# p-Value Calculation

In hypothesis testing, the p-value is the probability of observing an effect larger than or equal to the measured metric delta, under the assumption that the null hypothesis is true. In practice, a p-value that's lower than your pre-defined threshold is treated as evidence for there being a true effect.

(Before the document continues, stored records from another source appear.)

PR #413, opened 2021-11-05
Initial work on full component page visual-diffs

margaree:
This is the initial work on this process. Currently it only runs for `alert` and `button` and does not display the demos. If this format seems good, I'll add running for other pages (can be a part of this PR) and then work on displaying the demos in a subsequent PR.


.github/workflows/ci.yml
```diff
@@ -28,6 +28,14 @@ jobs:
         run: npm run test:unit
       - name: Build
         run: npm run build:prod
+      - name: Full Page Visual Diff Tests
```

The methodology used for p-value calculation depends on the number of degrees of freedom (*ν*). A two-sample z-test is appropriate for most experiments. Welch's t-test is used for smaller experiments with *ν < 100*. In both cases, the p-value depends on the metric mean and variance computed for the test and control groups.

### Two-Sample Z-Test

The z-statistic of a two-sample z-test is:

$Z = \frac{\overline X_t - \overline X_c}{\sqrt{var(\overline X_t)+ var(\overline X_c)}}$

The two-sided p-value is obtained from the standard normal cumulative distribution function:

$p-value = 2\cdot \frac{1}{\sqrt{2\pi}} \int \limits _{-\infty}^{-|Z|}{e^{-t^2/2}dt}$

### Welch's t-test

For smaller sample sizes, Welch's t-test is the preferred statistical test for lower false positive rates in cases of unequal sizes and variances. In Pulse, Welch's t-test is automatically applied when the degrees of freedom *ν < 100*.

The t-statistic is computed in the same way as the two-sample z-statistic above. Additionally, we compute the degrees of freedom *ν* using:

$\nu = \frac{\left(var(\overline X_t) + var(\overline X_c)\right)^2}{\frac{var(\overline X_t)^2}{N_t - 1}+\frac{var(\overline X_c)^2}{N_c - 1}}$

The p-value is then obtained from the t-distribution with *ν* degrees of freedom.